Installing psQTL - zkstewart/psQTL GitHub Wiki
Installing conda
If you are unfamiliar with running Python programs, a great starting point is to use conda. Conda provides easy access to program packages, and allows for virtual environments to be created to ensure compatibility of programs within these environments.
Conda is available on all operating systems, and can be obtained as the main Anaconda distribution or as Miniconda. The main distribution comes with most packages that psQTL relies upon, however there may be licensing constraints since it makes use of packages that are part of the official Anaconda channel. Miniconda, on the other hand, avoids the use of packages on this channel and, if you stick to community channels like conda-forge or bioconda, you can use conda without licensing concerns. Refer to the Anaconda FAQ site if you think there's any chance this might apply to you.
For help with installing this, see the Anaconda documentation.
Option 1: Automatically install psQTL as a conda package
psQTL has its own package available through the bioconda channel. You should install it as its own environment to ensure compatible program versions. Try using a command like the following.
conda create -n psqtl bioconda::psqtl
This should automatically handle all prerequisites for using psQTL. You can then test that psQTL is available by invoking the executables like:
psQTL_prep -h
psQTL_proc -h
psQTL_post -h
This differs to how you run psQTL when obtaining it as demonstrated in option 2 below, where the psQTL scripts must be invoked as python psQTL_prep.py -h for example. If you see this method of invocation being used anywhere in this documentation, you should adapt any commands to account for this change.
Option 2: Manually set up a conda environment for psQTL
Option 2.1: Create conda environment
If you wish to use psQTL by cloning this GitHub repository, rather than obtaining the software as a conda package as described in Option 1, you should first configure your conda channels to ensure that you are obtaining public channel packages. This will help to avoid any licensing issues. This may not be a concern for you, but if it's just as easy, why not?
conda config --add channels bioconda
conda config --add channels conda-forge
conda config --set channel_priority strict
Next, we will set up a conda environment inclusive of all software and packages detailed at the Prerequisites page. We will start by obtaining the Python packages and external bioinformatic software using the command below:
conda create -n psqtl "python >=3.11,<=3.13" biopython numpy pandas matplotlib-base pycirclize qt6-wayland samtools bcftools vt "ncls >=0.0.68" -y
conda activate psqtl
At this point you should have a working Python installation. In your command terminal, if you enter python --version you should see a message akin to:
Python 3.X.X
You should make sure your Python version is 3.11 or higher, as psQTL has not been validated to be compatible with older versions. For now, versions higher than 3.13 are not explicitly supported in part due to conda package incompatibilities. Additionally, the author would need to perform adequate testing as newer Python versions become available to ensure correct functionality.

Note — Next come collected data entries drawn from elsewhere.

PR #1877, opened 2024-07-03
[feature branch] SNOW-1489960:Index accessors + NA

sfc-gh-azwiegincew:


src/snowflake/snowpark/dataframe.py
```diff
@@ -1390,20 +1391,24 @@ def filter(self, expr: ColumnOrSqlExpr) -> "DataFrame":
...
-        ast = stmt.expr.sp_dataframe_filter
-        self.set_ast_ref(ast.df)
-        set_src_position(ast.src)
-        if isinstance(expr, Column):
-            pass  # TODO
-        elif isinstance(expr, str):
-            ast.condition.sp_column_sql_expr.sql = expr
+        if _ast_stmt is None:
+            stmt = self._session._ast_batch.assign()
+            ast = stmt.expr.sp_dataframe_filter
```
sfc-gh-lspiegelberg, line 1401: should we use here the `with_src_position` helper as well?

sfc-gh-azwiegincew: Yes. However, I'd say this is outside of the scope of this diff (i.e. we need to update that in quite a few places). This code had to be made conditional to support nested invocations.

tests/ast/data/functions.test
```diff
@@ -1155,7 +1155,7 @@ res277 = res112.select(when(col("a") % 2 == 0, lit("even")))
 
 res278 = res112.select(iff(col("a") % 2 == 0, lit("even"), lit("odd")))
 
-res279 = res112.select(in_(Empty$, Empty$), in_([col("A"), col("B"), col("A")], Empty$), in_([col("col1"), col("col2")], [[1, "a"], [2, "b"]]))
+res279 = res112.select(in_(Add a handler for Empty$ in Unparser.expr(), Add a handler for Empty$ in Unparser.expr()), in_([col("A"), col("B"), col("A")], Add a handler for Empty$ in Unparser.expr()), in_([col("col1"), col("col2")], [[1, "a"], [2, "b"]]))
```
sfc-gh-oplaton, line 1158: I presume this is intentional, since this matches the current implementation. Is that correct?

sfc-gh-oplaton (approved):

tests/ast/data/functions.test
sfc-gh-azwiegincew: Yes. To be clear to everyone else who might be looking at this, I changed the catch-all handler (which we expect to assert when we're done) to generate an extended string instead of just the name of the AST entity that isn't being handled. It's clearly beyond the scope of this PR to fix the underlying issue.

PR #1892, opened 2024-07-09
SNOW-1527038 Fix value_counts bug where the index is not sorted properly

sfc-gh-vbudati:

   

   Fixes SNOW-1527038

`Series.value_counts` is a method that counts the occurrence of each value in the given Series. There are several parameters to it, the only one relevant here is `sort`.

When `sort=True`, the result is supposed to display the value counts in descending order. When two values have the same count, maintain the ordering from the original Series. For instance, in the example below 3 appears before 2 and therefore the result is ordered as such.
```py
>>> pd.Series([1, 3, 1, 1, 1, 3, 1, 1, 1, 2, 2, 2, 3]).value_counts()
1    7
3    3
2    3
Name: count, dtype: int64
```

In Snowpark pandas, the descending order behavior is followed. However, the original order of the Series is not maintained when tie breaking is necessary. The test with which I found the bug is below. Notice how the positions of 5 and 6 are swapped - 5 appears before 6 but Snowpark pandas displays 6 first.
```py
>>> native_series = native_pd.Series([1, 2, 3, 1, 2, 3, 5, 6, 7, 8, 4, 4, 5, 6, 7, 1, 2, 1, 2, 3, 4, 3, 4, 5, 6, 7])
>>> native_series.value_counts()
1    4
2    4
3    4
4    4
5    3 <--- 
6    3 <---
7    3
8    1
Name: count, dtype: int64

>>> snow_series = pd.Series(native_series)
>>> snow_series.value_counts()
1    4
2    4
3    4
4    4
6    3 <---
5    3 <---
7    3
8    1
Name: count, dtype: int64
```

Internally, a groupby aggregation COUNT is performed on the data column in Series. Specifying `sort=False` in the `groupby_agg` method should provide a result with the required order - when `sort=False`, the original order in the Series is maintained. However in `value_counts`, after the groupby aggregation is performed, another sort is performed on the result `ordered_dataframe` which gets rid of the "row number ordering".

To fix this bug, after the groupby aggregation is performed, ensure that the row position column exists in the internal frame and explicitly specify sorting by row number.

### DIFF
--- a/src/snowflake/snowpark/modin/plugin/compiler/snowflake_query_compiler.py
+++ b/src/snowflake/snowpark/modin/plugin/compiler/snowflake_query_compiler.py
@@ -10177,7 +10177,7 @@ class SnowflakeQueryCompiler(BaseQueryCompiler):
             by=by,
             agg_func={COUNT_LABEL: "count"},
             axis=0,
-            groupby_kwargs={"dropna": dropna},
+            groupby_kwargs={"dropna": dropna, "sort": False},
             agg_args=(),
             agg_kwargs={},
         )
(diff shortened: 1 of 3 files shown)


sfc-gh-rdurrani (approved):
LGTM!

src/snowflake/snowpark/modin/plugin/compiler/snowflake_query_compiler.py
```diff
@@ -10196,13 +10196,21 @@ def value_counts(
             count_identifier = internal_frame.data_column_snowflake_quoted_identifiers[
                 0
             ]
+        internal_frame = internal_frame.ensure_row_position_column()
 
         # When sort=True, sort by the frequency (count column);
         # otherwise, respect the original order (use the original ordering columns)
         ordered_dataframe = internal_frame.ordered_dataframe
         if sort:
+            # When sort=True, sort the value counts in descending order but maintain the
```
sfc-gh-joshi, line 10205: nit: sort of counts is determined by `ascending` flag

sfc-gh-joshi: can you also add a comment mentioning that the first specified `OrderingColumn` is the last sort to be applied?

sfc-gh-joshi (approved):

Optionally, if you intend to use the sPLS-DA functionality of psQTL, you also need to have an R installation. The below command should set up R and all necessary packages for you automatically:
conda install "r-base >=4.3.0" r-argparser r-dplyr r-stringr r-biocmanager bioconductor-biocparallel "bioconductor-mixomics >=6.26.0" -y
Option 2.2: Obtain the psQTL source code
Now that you have an environment ready to run psQTL, we need to obtain the software. You can do that by going to a location you'd like to store psQTL's code, then cloning the repository with:
git clone https://github.com/zkstewart/psQTL.git
Alternatively, you can obtain the latest release from the releases section of this repository and decompressing the archive at a suitable location.
As a collection of Python scripts, you do not need to compile the software, and it should be available to run immediately. You can check this by requesting help information from each psQTL script. To begin, do the below:
cd psQTL
python psQTL_prep.py -h
You should see a message which begins with:
usage: psQTL_prep.py [-h] [-v] {initialise,init,depth,call,view} ...

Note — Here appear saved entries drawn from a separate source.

PR #1906, opened 2024-07-11
SNOW-1462014: Fix Ability to disable OTel span creation even if opentelemetry is installed

sfc-gh-yuwang:

   

   Fixes SNOW-NNNNNNN

### DIFF
--- a/CHANGELOG.md
+++ b/CHANGELOG.md
@@ -6,7 +6,7 @@
 
 #### Improvements
 - Added support server side string size limitations.
-- Added support for `session.enable_span_record` and `session.disable_span_record`that user can decide whether record open telemetry span. The following APIs create spans:
+- Added support for environment variable `SNOWPARK_SPAN_RECORD` that user can decide whether record open telemetry span. Recording is enabled when `SNOWPARK_SPAN_RECORD` is not set or set to `enable`, it is disabled when `SNOWPARK_SPAN_RECORD` set to `disable`. The following APIs create spans:
   - `DataFrame.collect`
   - `DataFrame.collect_nowait`
   - `DataFrame.to_pandas`
--- a/CHANGELOG.md
+++ b/CHANGELOG.md
@@ -6,7 +6,7 @@
 
 #### Improvements
 - Added support server side string size limitations.
-- Added support that user can decide whether record open telemetry span.
+- Added support for `functions.enable_open_telemetry` and `functions.disable_open_telemetry`that user can decide whether record open telemetry span.
 
 #### Bug Fixes
 - Fixed a bug where SQL generated for selecting `*` column has an incorrect subquery.
--- a/CHANGELOG.md
+++ b/CHANGELOG.md
@@ -6,7 +6,7 @@
 
 #### Improvements
 - Added support server side string size limitations.
-- Added support for `functions.enable_open_telemetry` and `functions.disable_open_telemetry`that user can decide whether record open telemetry span.
+- Added support for `functions.enable_span_record` and `functions.disable_span_record`that user can decide whether record open telemetry span.
 
 #### Bug Fixes
 - Fixed a bug where SQL generated for selecting `*` column has an incorrect subquery.
--- a/CHANGELOG.md
+++ b/CHANGELOG.md
@@ -6,7 +6,20 @@
 
 #### Improvements
 - Added support server side string size limitations.
-- Added support for `functions.enable_span_record` and `functions.disable_span_record`that user can decide whether record open telemetry span.
+- Added support for `session.enable_span_record` and `session.disable_span_record`that user can decide whether record open telemetry span. The following APIs create spans:
+  - `DataFrame.collect`
+  - `DataFrame.collect_nowait`
+  - `DataFrame.to_pandas`
+  - `DataFrame.count`
+  - `DataFrame.show`
+  - `DataFrame._execute_and_get_query_id`
+  - `DataFrameWriter.save_as_table`
+  - `UDFRegistration.register`
+  - `UDFRegistration.register_from_file`
+  - `UDAFRegistration.register`
+  - `UDAFRegistration.register_from_file`
+  - `UDTFRegistration.register`
+  - `UDTFRegistration.register_from_file`
 
 #### Bug Fixes
 - Fixed a bug where SQL generated for selecting `*` column has an incorrect subquery.
--- a/CHANGELOG.md
+++ b/CHANGELOG.md
@@ -6,6 +6,7 @@
 
 #### Improvements
 - Added support server side string size limitations.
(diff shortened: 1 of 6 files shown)


src/snowflake/snowpark/functions.py
```diff
@@ -8536,3 +8536,15 @@ def locate(expr1: str, expr2: ColumnOrName, start_pos: int = 1) -> Column:
     _substr = lit(expr1)
     _str = _to_col_if_str(expr2, "locate")
     return builtin("charindex")(_substr, _str, lit(start_pos))
+
+
+def enable_open_telemetry():
```
sfc-gh-enie, line 8541: small nit: should this say `enable_tracing()`? opentelemetry is also logs and metrics, I think the intention is only to control tracing, correct?

sfc-gh-yuwang: What about `enable_span_record()`, I think this is more specific about what the function do

sfc-gh-enie: Yeah makes sense, as long as it's scoped to tracing concepts.

sfc-gh-enie: cc @sfc-gh-bli Should we have similar API on Java side as well?

src/snowflake/snowpark/_internal/open_telemetry.py
```diff
@@ -25,6 +25,7 @@
 registration_modules = ["udf.py", "udtf.py", "udaf.py", "stored_procedure.py"]
 # this parameter make sure no error when open telemetry is not installed
 open_telemetry_found = True
+open_telemetry_enabled = True
```
sfc-gh-enie, line 28: nit: keep this consistent with `enable_span_record`

sfc-gh-enie (approved):

src/snowflake/snowpark/functions.py
```diff
@@ -8536,3 +8536,23 @@ def locate(expr1: str, expr2: ColumnOrName, start_pos: int = 1) -> Column:
     _substr = lit(expr1)
     _str = _to_col_if_str(expr2, "locate")
     return builtin("charindex")(_substr, _str, lit(start_pos))
+
+
+def enable_span_record() -> None:
+    """
+    This function enable open telemetry span recording in action functions. If opentelemetry libraries exist in the environment, span will be recorded.
```
sfc-gh-jfreeberg, line 8543:
```suggestion
    This function enables Open Telemetry instrumentation. If Open Telemetry libraries exist in the environment, spans will be recorded.
    
    The following APIs create spans:
    - DataFrame.count()
    - DataFrame.to_pandas()
    - DataFrame.collect()
    - DataFrameWriter.copy_into_location()
    - DataFrameWriter.save_as_table()
    - UDFRegistration.register_from_file()
    - UDFRegistration.register()
    - StoredProcedureRegistration.register()
    - StoredProcedureRegistration.register_from_file()
```

We need a place to document which Snowpark APIs emit spans, can we use this method? Seems appropriate.

sfc-gh-jfreeberg: @sfc-gh-yuwang  fyi

CHANGELOG.md
```diff
@@ -6,6 +6,7 @@
 
 #### Improvements
 - Added support server side string size limitations.
+- Added support for `functions.enable_span_record` and `functions.disable_span_record`that user can decide whether record open telemetry span.
```
sfc-gh-yixie, line 9: `functions` might not be the good place for them.

CHANGELOG.md
```diff
@@ -6,6 +6,20 @@
 
 #### Improvements
 - Added support server side string size limitations.
+- Added support for environment variable `SNOWPARK_SPAN_RECORD` that user can decide whether record open telemetry span. Recording is enabled when `SNOWPARK_SPAN_RECORD` is not set or set to `enable`, it is disabled when `SNOWPARK_SPAN_RECORD` set to `disable`. The following APIs create spans:
+  - `DataFrame.collect`
+  - `DataFrame.collect_nowait`
+  - `DataFrame.to_pandas`
+  - `DataFrame.count`
+  - `DataFrame.show`
+  - `DataFrame._execute_and_get_query_id`
```
sfc-gh-yixie, line 15: This is an internal API. We shouldn't mention it in the change log.

CHANGELOG.md
```diff
@@ -6,6 +6,20 @@
 
 #### Improvements
 - Added support server side string size limitations.
+- Added support for environment variable `SNOWPARK_SPAN_RECORD` that user can decide whether record open telemetry span. Recording is enabled when `SNOWPARK_SPAN_RECORD` is not set or set to `enable`, it is disabled when `SNOWPARK_SPAN_RECORD` set to `disable`. The following APIs create spans:
```
sfc-gh-yixie, line 9: Better align with python connector connections toml and other SDKs for this name (SNOWPARK_SPAN_RECORD). We don't want users to config Snowflfake's SDKs one by one. A single one for all of them is better.

sfc-gh-yixie: `SNOWFLAKE_...` may be better. See here https://docs.snowflake.com/en/developer-guide/python-connector/python-connector-connect

CHANGELOG.md
sfc-gh-yixie: @sfc-gh-yuwang I don't see it any more in the code. Is it removed?

src/snowflake/snowpark/_internal/open_telemetry.py
```diff
@@ -36,7 +36,10 @@
 def open_telemetry_context_manager(func, dataframe):
 
     # trace when required package is installed
-    if open_telemetry_found:
+    if (
+        open_telemetry_found
+        and os.environ.get("SNOWPARK_SPAN_RECORD", "enable") == "enable"
```
sfc-gh-yixie, line 41: Two questions:
Is `os.env.get("abc")` this case insensitive?
Do we use true/false for other env variables or enable/disable?

sfc-gh-yuwang: 1. yes, it is case sensitive
2. seems like we don't have a tradition for this because it only allow string, but I can change it to "True"/"False"

sfc-gh-jfreeberg:
Ellen did some digging and found this: https://opentelemetry.io/docs/zero-code/python/configuration/#disabling-specific-instrumentations

It looks like there's a standard env var for this: `OTEL_PYTHON_DISABLED_INSTRUMENTATIONS`. So we should probably configure our package to just respect this config: *The environment variable can be set to a comma-separated list of instrumentations entry point names to exclude from instrumentation. Most of the time the entry point name is the same as the package name and it is set in the project.entry-points.opentelemetry_instrumentor table in the package pyproject.toml file.*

You should also test the other two psQTL scripts to check that they show help information:
python psQTL_proc.py -h
python psQTL_post.py -h
Note 1: you may see the warning message UserWarning: pkg_resources is deprecated as an API.; other than being a slight nuisance, it is not a problem with psQTL and will not affect its operations.

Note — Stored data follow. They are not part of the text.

PR #1908, opened 2024-07-11
[SNOW-1491300] Support Dataframe.{distinct,drop_duplicates} in Snowpark IR

sfc-gh-lspiegelberg:
Support `Dataframe.{distinct,drop_duplicates}` AST encoding. Fixes `update-from-devvm.sh` file to retrieve both `ast_pb2.py` and `scalapb_pb2.py` generated protobuf files from devvm/ws.


sfc-gh-azwiegincew (approved):

src/snowflake/snowpark/dataframe.py
```diff
@@ -1191,12 +1194,14 @@ def select(
...
-                if ast:
+                if not _suppress_ast and ast:
                     ast.cols.append(e._ast)
 
             elif isinstance(e, str):
-                col_expr_ast = ast.cols.add() if ast else proto.Expr()
-                fill_ast_for_column(col_expr_ast, e, None)
+                col_expr_ast = None
+                if not _suppress_ast:
+                    col_expr_ast = ast.cols.add() if ast else proto.Expr()
```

Note 2: when obtaining the software using option 2, you must invoke the psQTL scripts using python as e.g., python /location/of/psQTL/psQTL_prep.py rather than psQTL_prep as you would do for option 1. Aside from the difference in program invocation, everything else behaves identically.
Anything else?
If you see some other message when asking for program help information, make an issue in this repository and I will try to help figure out what might be going wrong.
Otherwise, you are now ready to use psQTL! Feel free to start on that immediately, or go to the Using psQTL page if you need some guidance on how to do this.